'Self-termination is most likely': the history and future of societal collapse

20 rustoo 14 8/2/2025, 10:44:11 PM theguardian.com ↗

Comments (14)

delichon · 16h ago
According to this theory where social stability arises from equality, we would expect that the most stable civilizations in history must have been the ones with higher equality.

But what were those stable civilizations in history with high equality again? Other than cases of equal poverty. I'm having trouble looking them up. It seems that pretty much all of them had slavery in some form.

recursivecaveat · 16h ago
Are you certain that the civilizations you consider wealthy were not essentially 'equal poverty' with a tiny number of elites of top? From the article: "After the fall of Rome, people actually got taller and healthier". A generic high standard of living for the common people does not necessarily raise conquering armies or monuments to capture the modern imagination. The contrast is mostly against more distributed societies that you might not recognize as 'famous civilizations' per se, perhaps were able to provide better for their inhabitants.
1659447091 · 13h ago
> But what were those stable civilizations in history with high equality again?

The ones that lost to the unstable ones and had evidence of their existence wiped from history -- is my theory. It's why we can't have nice things.

Stable civilizations would not be violent, it's a disadvantage unless one of the unstable civilizations takes on something resembling Dexters code allowing the stable ones to get on with their civilization

thatcat · 15h ago
Hunter gather
delichon · 15h ago
I agree that if we abandoned agriculture, medicine, education, engineering, etc., and went back to hunter gathering, we would have more stability. It seems drastic though.
AndrewKemendo · 15h ago
The Yanomami are the most surveyed group that fits this category

Their chief threat is the externalities from industrialization and encroachment from transactional extractionist commercial systems.

You can look at the Hadzabe and the Tarawa also for other examples in extant locales

https://en.m.wikipedia.org/wiki/Yanomami

delichon · 15h ago
The Yanomami are hunter-gatherers, with no private property and very limited material wealth. They enjoy the equality of subsistence living. Until modern times they were very stable. But apparently that kind of equality goes away when wealth appears.

And even they follow the usual tribal pattern of making war with their neighbors and taking women and children.

defrost · 13h ago
That "usual pattern" is subject to great debate:

  Although some Yanomami really have been engaged in intensive warfare and other kinds of bloody conflict, this violence is not an expression of Yanomami culture itself. It is, rather, a product of specific historical situations: The Yanomami make war not because Western culture is absent, but because it is present, and present in certain specific forms. 
Their violence was observed by people following a wave of slave-hunting expeditions by the conquistadors and bandeirantes.
yyyk · 2h ago
The Nobel Savage is always pushed back to the time before any observations. One day we'll have some ancient findings, at which point they'll blame Marajoaran colonization or something.
defrost · 1h ago
It's not one or the other, the Savage Savage is just as dully ridiculous as its counter.

Bursts of savagery interspersed with long dull periods of not much in the record layers is more the norm.

Either way it's a clear and obvious bias that almost all first contacts by Europeans were observed under unusual stress.

yyyk · 11h ago
>After the fall of Rome, people actually got taller and healthier

BS. Evidence show a massive population fall, with much worse living standards [0]. The guy is reading his own pet ideology into reality.

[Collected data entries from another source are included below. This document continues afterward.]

PR #2785, opened 2024-02-28
Adjust Android build.gradle to to run project with Gradle 8

norman-kapschefsky:
## Description

To build the `android` project with gradle 8+, the added configs are required.

## Test plan

Tested in Android project with ...
- gradle 8.2
- gradle 7.6

### DIFF
--- a/android/build.gradle
+++ b/android/build.gradle
@@ -155,6 +155,10 @@ android {
         targetCompatibility JavaVersion.VERSION_11
     }
 
+    kotlinOptions {
+        jvmTarget = '11'
+    }
+
     if (isNewArchitectureEnabled()) {
         externalNativeBuild {
             cmake {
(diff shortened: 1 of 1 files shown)


j-piasecki:
We already set `namespace` and `buildConfig` depending on AGP version: https://github.com/software-mansion/react-native-gesture-handler/blob/d55d8de21bce537aaef2c8f30a4a50a0ce4cc152/android/build.gradle#L102-L110

If that's not enough in your case, can you share more details about your setup?

norman-kapschefsky:
> We already set `namespace` and `buildConfig` depending on AGP version:
> 
> https://github.com/software-mansion/react-native-gesture-handler/blob/d55d8de21bce537aaef2c8f30a4a50a0ce4cc152/android/build.gradle#L102-L110
> 
> If that's not enough in your case, can you share more details about your setup?

Thx for your respond @j-piasecki 
Ah my bad. Due to the fact, that we use an older version of "react-native-gesture-handler", I thought its missing. Sorry.

Good that you have it already 👍. Will close the PR.

PR #2766, opened 2024-02-20
feat: add necessary changes for new arch on RN 0.74

WoLewicki:
## Description

PR with necessary changes for new arch bridgeless support on RN 0.74

PR #2786, opened 2024-03-01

[0] e.g. https://acoup.blog/2022/02/11/collections-rome-decline-and-f...

ljf · 11h ago
yyyk · 10h ago
Nice cite. Devereaux above has a post-publication note with alternate explanations to that.

That issue is debatable, I just think that 'taking centuries to reach same population level while at similar-ish tech level and much worse diet' is decisive.

8bitsrule · 13h ago
Wow! Woke history has been made. This explains a whole lot about the 5,000 years of never-civilized 'civilizations' ... and about what is going on in our world right now.